Some of you may be interested my latest blog post, which looks at Bayesian confirmatory factor analysis using PyMC3:

https://crackedbassoon.com/writing/bcfa

Here is a copy of the code:

"""Example of Bayesian confirmatory factor analysis in PyMC3.

"""
import numpy as np
import pandas as pd
import pymc3 as pm
import theano.tensor as tt
import matplotlib.pyplot as plt
from os.path import exists

from matplotlib import rcParams
from pymc3.math import matrix_dot
from tabulate import tabulate


def bcfa(
    items,
    factors,
    beta="estimate",
    nu_sd=2.5,
    alpha_sd=2.5,
    d_beta=2.5,
    corr_items=True,
    corr_factors=True,
    g_eta=100,
    l_eta=1,
    beta_beta=1,
):
    r"""Constructs a Bayesian CFA model.

    Args:
        items (np.array): Array of item data.
        factors (np.array): Factor design matrix.
        beta (:obj:`float` or `'estimate'`, optional): Standard deviation of normal
            prior on cross loadings.

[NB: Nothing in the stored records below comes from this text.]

PR #460, opened 2021-03-18
chore(monorepo): temporarily fix lockfile failure in CI

wincent:
[CI is failing](https://github.com/liferay/liferay-frontend-projects/runs/2140506487) on master (cfb2c217c449f717e473) right now because we just prepared the v23.0.0 release of `@liferay/eslint-config`, but `@liferay/npm-scripts` still depends on v22.0.0.

Now, @kresimir-coko will fix that tomorrow when he completes the release and updates the dependency, so for now I am just freshening the lockfile to keep CI green. (I could also fix this by updating the dependency myself, but that would require me to finish the release, and I don't want to do that.)

### DIFF
--- a/yarn.lock
+++ b/yarn.lock
@@ -1402,6 +1402,21 @@
     "@types/yargs" "^15.0.0"
     chalk "^4.0.0"
 
+"@liferay/eslint-config@22.0.0":
+  version "22.0.0"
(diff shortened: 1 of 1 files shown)


wincent:
Trivial and we want `master` green, so merging this.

If `'estimate'`,  beta is estimated from the data.
        nu_sd (:obj:`float`, optional): Standard deviation of normal prior on item
            intercepts.
        alpha_sd (:obj:`float`, optional): Standard deviation of normal prior on factor
            intercepts.
        d_beta (:obj:`float`, optional): Scale parameter of half-Cauchy prior on factor
            standard deviation.
        corr_factors (:obj:`bool`, optional): Allow correlated factors.
        corr_items (:obj:`bool`, optional): Allow correlated items.
        g_eta (:obj:`float`, optional): Shape parameter of LKJ prior on residual item
            correlation matrix.
        l_eta (:obj:`float`, optional): Shape parameter of LKJ prior on factor
            correlation matrix.
        beta_beta (:obj:`float`, optional): Beta parameter of beta prior on beta.

    Returns:

        None: Places model in context.

    """
    # get numbers of cases, items, and factors
    n, p = items.shape
    p_, m = factors.shape
    assert p == p_, "Mismatch between data and factor-loading matrices"

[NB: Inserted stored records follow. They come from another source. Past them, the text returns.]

PR #462, opened 2021-03-18
feat(changelog-generator): suggest when version bump should be major

wincent:
Motivated by [today's Slack thread](https://liferay.slack.com/archives/C3JBR21HA/p1616068068087200), this should help us follow SemVer a little more consistently, even if you don't know that we follow SemVer in our projects.

This doesn't handle every single case in which a version bump should be major, but it does handle the common case of running in `--interactive` mode and then letting the user choose from the list. Basically, if any of the changes are breaking, it will print a warning that says:

    Breaking changes detected; "major" or "premajor" version recommended.

We don't force it, but we strongly hint that the user should do it.

What cases doesn't this handle? Well, if you're not running in `--interactive` mode, or you explicitly supply a spelled-out version number, we don't check that number.

In an ideal world, we'd be 100% robust and catch every single little edge case, but I am looking for a quick win here and don't want to do a huge refactor. As it is, the design is starting to look a bit thin and stretched at this point; note how in order to make this work I had to move things around a fair bit anyway:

    # place priors on item and factor intercepts
    nu = pm.Normal(name=r"$\nu$", mu=0, sd=nu_sd, shape=p, testval=items.mean(axis=0))
    alpha = pm.Normal(name=r"$\alpha$", mu=0, sd=alpha_sd, shape=m, testval=np.zeros(m))

    # place priors on unscaled factor loadings
    Phi = pm.Normal(name=r"$\Phi$", mu=0, sd=1, shape=factors.shape, testval=factors)

    # create masking matrix for factor loadings
    if isinstance(beta, str):
        assert beta == "estimate", f"Don't know what to do with '{beta}'"
        beta = pm.Beta(name=r"$\beta$", alpha=1, beta=beta_beta, testval=0.1)
    M = (1 - np.asarray(factors)) * beta + np.asarray(factors)

    # create scaled factor loadings
    Lambda = pm.Deterministic(r"$\Lambda$", Phi * M)

    # determine item means
    mu = nu + matrix_dot(Lambda, alpha)

    # place priors on item standard deviations
    D = pm.HalfCauchy(name=r"$D$", beta=d_beta, shape=p, testval=items.std(axis=0))

    # place priors on item correlations
    f = pm.Lognormal.dist(sd=0.25)
    if not corr_items:
        Omega = np.eye(p)
    else:
        G = pm.LKJCholeskyCov(name=r"$G$", eta=g_eta, n=p, sd_dist=f)
        ch1 = pm.expand_packed_triangular(p, G, lower=True)
        K = tt.dot(ch1, ch1.T)
        sd1 = tt.sqrt(tt.diag(K))
        Omega = pm.Deterministic(r"$\Omega$", K / sd1[:, None] / sd1[None, :])

    # determine residual item variances and covariances
    Theta = pm.Deterministic(r"$\Theta$", D[None, :] * Omega * D[:, None])

    # place priors on factor correlations
    if not corr_factors:
        Psi = np.eye(m)
    else:
        L = pm.LKJCholeskyCov(name=r"$L$", eta=l_eta, n=m, sd_dist=f)
        ch = pm.expand_packed_triangular(m, L, lower=True)
        Gamma = tt.dot(ch, ch.T)
        sd = tt.sqrt(tt.diag(Gamma))
        Psi = pm.Deterministic(r"$\Psi$", Gamma / sd[:, None] / sd[None, :])

    # determine variances and covariances of items
    Sigma = matrix_dot(Lambda, Psi, Lambda.T) + Theta

    # place priors on observations
    pm.MvNormal(name="$Y$", mu=mu, cov=Sigma, observed=items, shape=items.shape)


def main():

    # load the data
    df = pd.read_csv("../../assets/data/HS.csv", index_col=0)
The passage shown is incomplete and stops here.